Saturday, April 13, 2013


Realms in the Mist

Hello, and welcome!  For starters, this blog is about my gaming experiences in table-top rpg's, and will include such fascinating topics as - stories of my 'good-old days', reviews, thoughts and musings on gaming in general, and how they relate to my current obsession: the Swords & Wizardry rules created by Matt Finch.

A little background on my gaming experience, I've been gaming solidly since about 1993, when I was introduced to AD&D second edition.  I was hooked immediately, having already devoured Tolkein and Brooks and was already moving on towards Leiber and Vance (oddly enough, my favorites are Leiber and Brooks).  My groups immediately took to me as the DM, and for the most part, that has been my lot for the last 20 years.  As will happen, our games ran from gonzo to serious, from hilarious to depressing drama.  I have a distinct memory of a DM who ran a game for us in 2000 describing the wind rushing through our hair as the tarrasque chased us down the road in a Model T, kind of like Ian Malcolm in that scene in Jurassic Park... so, yeah.  A little gonzo.

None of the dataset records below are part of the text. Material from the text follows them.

PR #4132, opened 2018-05-02
circleci: clean up build configuration

simonpasquier:
cc @SuperQ I've removed a couple of things that weren't strictly necessary given how jobs are split now.

### DIFF
--- a/.circleci/config.yml
+++ b/.circleci/config.yml
@@ -18,12 +18,6 @@ jobs:
     machine: true
     working_directory: /home/circleci/.go_workspace/src/github.com/prometheus/prometheus
 
-    environment:
-      DOCKER_IMAGE_NAME: prom/prometheus
-      QUAY_IMAGE_NAME: quay.io/prometheus/prometheus
-      DOCKER_TEST_IMAGE_NAME: quay.io/prometheus/golang-builder:1.10-base
-      REPO_PATH: github.com/prometheus/prometheus
-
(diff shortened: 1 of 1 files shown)


SuperQ:
Yes, thanks for the cleanup.  There were some build steps that got duplicated from the `node_exporter` build where we use a test docker image build.

SuperQ:
@krasi-georgiev The only "test" is to cut a release, it worked just fine in node_exporter.  We can cut a release pretty easily by pushing a tag and setting up a draft release.  It never has to hit public visibility.

simonpasquier:
@SuperQ I'm wondering about this snippet:

https://github.com/prometheus/prometheus/blob/c207920500d1d55c21d7b7dbb27ba213394ce369/.circleci/config.yml#L76-L86

As I read, it only pushes the `$CIRCLE_TAG` tag to the registries, but not the `latest` tag. The previous version of the CircleCI configuration ran `docker push <IMAGE NAME>` which would push all local tags.

simonpasquier:
Link to the equivalent section in the previous CircleCI configuration:

https://github.com/prometheus/prometheus/blob/bc6058c81272a8d938c05e75607371284236aadc/circle.yml#L47-L63

SuperQ:
I think that may have just been a copy/paste error when I duplicated the `node_exporter`'s circle2 config.  Feel free to fix it.

PR #4136, opened 2018-05-03
Bubble up errors to promql from populating iterators

jacksontj:
Right now if a storage layer returns an error from `Select` promql continues on as if there was no error. Worse than the single series being dropped, Inspect will actually stop populating any iterators *after* meaning potentially a lot of data is missing.

Options for fixing this are (1) make Walk/Inspect return errors (so the `inspector` would return an error instead of a bool) or (2) have an error variable outside which the functons set

This PR is option 2, but I'd be more than happy to implement option 1 if that is preferred.

### DIFF
--- a/promql/ast.go
+++ b/promql/ast.go
@@ -237,57 +237,80 @@ type VectorMatching struct {
 
 // Visitor allows visiting a Node and its child nodes. The Visit method is
 // invoked for each node with the path leading to the node provided additionally.
-// If the result visitor w is not nil, Walk visits each of the children
+// If the result visitor w is not nil and no error, Walk visits each of the children
 // of node with the visitor w, followed by a call of w.Visit(nil, nil).
 type Visitor interface {
-	Visit(node Node, path []Node) (w Visitor)
+	Visit(node Node, path []Node) (w Visitor, err error)
 }
 
 // Walk traverses an AST in depth-first order: It starts by calling
 // v.Visit(node, path); node must not be nil. If the visitor w returned by
-// v.Visit(node, path) is not nil, Walk is invoked recursively with visitor
-// w for each of the non-nil children of node, followed by a call of
-// w.Visit(nil).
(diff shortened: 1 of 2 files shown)


brian-brazil:
Yes, this is a bug and we probably want 1. However I've got a #3966  PR reworking all of this code and may have already fixed that so let's wait until that's in first.

jacksontj:
This sounds like something worthy of a bugfix backport, if so should I submit this PR against a different branch (I assume we don't want to backport the entire promql cleanup/optimization/rewrite).

jacksontj:
I also did verify in that PR of yours that this issue it not resolved yet, feel free to pull this into that PR if you prefer (the change is small, so likely they'll rebase nicely together).

brian-brazil:
That's merged, so if you could rebase and DCO I can review.

jacksontj:
@brian-brazil PR updated to solution 1 as discussed above.

promql/ast.go
```diff
@@ -249,45 +249,68 @@ type Visitor interface {
 // w for each of the non-nil children of node, followed by a call of
 // w.Visit(nil).
 // As the tree is descended the path of previous nodes is provided.
-func Walk(v Visitor, node Node, path []Node) {
```
brian-brazil: The comments needs updating

promql/ast.go
```diff
@@ -296,21 +319,23 @@ func Walk(v Visitor, node Node, path []Node) {
...
+	} else {
+		return nil, err
 	}
-	return nil
 }
 
 // Inspect traverses an AST in depth-first order: It starts by calling
 // f(node, path); node must not be nil. If f returns true, Inspect invokes f
 // for all the non-nil children of node, recursively.
-func Inspect(node Node, f func(Node, []Node) bool) {
```
brian-brazil: Comments needs updating

jacksontj:
Comments updated

brian-brazil:
Thanks!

As 2000 moved into 2001, we made the infamous switch.  My players were hooked.  It was third edition all the way, a whole new day had dawned.  I was... OK with it.  It was not my favorite, but for a while, it seemed a decent release, and I didn't hate it.  On top of that, my players were having fun - what better result is there?  Cut to 2003, and a new round of books to be bought.  Well, we were still having fun, and there was this great little company putting out old-school like modules for third edition, Necromancer Games.  2008?  More books.  Well, needless to say, I've spent way too much money on new books at this point!  Classes get more powerful, monsters get more powerful.  With fourth edition, I see an incredible balancing act.  It's actually rather amazing that they balanced things as well as they did.  It's also very boring to me.  PC's either win the fight handily because they are level equivalent or PC's get destroyed because the encounter is not level appropriate.

All this time I saw things that at the time I thought were weird, but in the heat of a game didn't really acknowledge.  In mid 2008, something else happened that brought this to light.  A local gamer posted on Dragonsfoot.org stating that he was looking for players for an AD&D first edition game.  In a fit on nostalgia, I jumped at the chance (and after a few emails and phone calls to make sure I felt safe) met with him and one other.  It was the start of a once a month game that is still going, beginning with 2 players and a DM, and now includes upwards of 12 players on some days. And this is what I saw.  Things in the newer editions that were resolved with skill checks and feats were so easily resolved with roleplaying.  And there it was.  What I had back in 1994, wrapped up in imagination was drowned in mechanics.

All this said, my interest in old school gaming was once again peaked and I began delving in a little more.  I discovered Swords and Wizardry Core and devoured it. Next was Swords and Wizardry Complete, the Rappan Athuk kickstarter, the Tome of Horrors Complete, Rob Conley's Majestic Wilderlands, old Judges Guild material... the list goes on.  To say that Swords and Wizardry has caught my attention is an understatement.  So say it is liberating is an understatement as well.

So there's my background, whether you wanted it or not (aah, the internet feeds my ego!).  So, what do I have planned for the future?  My first real topic will be balance, when it's good, when it's bad, and how a new-schooler should look at it.

Thanks for reading, and welcome to the Realms in the Mist!